** INPUT FOR THIS TASK follows **
PR #257, opened 2018-02-14
Move google logo out of view

### LINKED ISSUE #251: Map preview: try to get rid of Google logo
It's probably not possible to turn it off so maybe just move the map a little bit:

screenshot_20180207-092011

tbergq:
closes #251


mrtnzlml:
I need to resolve #258 first. I am not sure if this solution is correct because there is also map marker and I need to verify that the position of this marker is still correct.

tbergq:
** End of INPUT FOR THIS TASK **
=== REQUIRED ACTION ===
Scan the data above for the word "logo". Copy every line in which it is found.

=== EXPECTED OUTPUT ===
Move google logo out of view
### LINKED ISSUE #251: Map preview: try to get rid of Google logo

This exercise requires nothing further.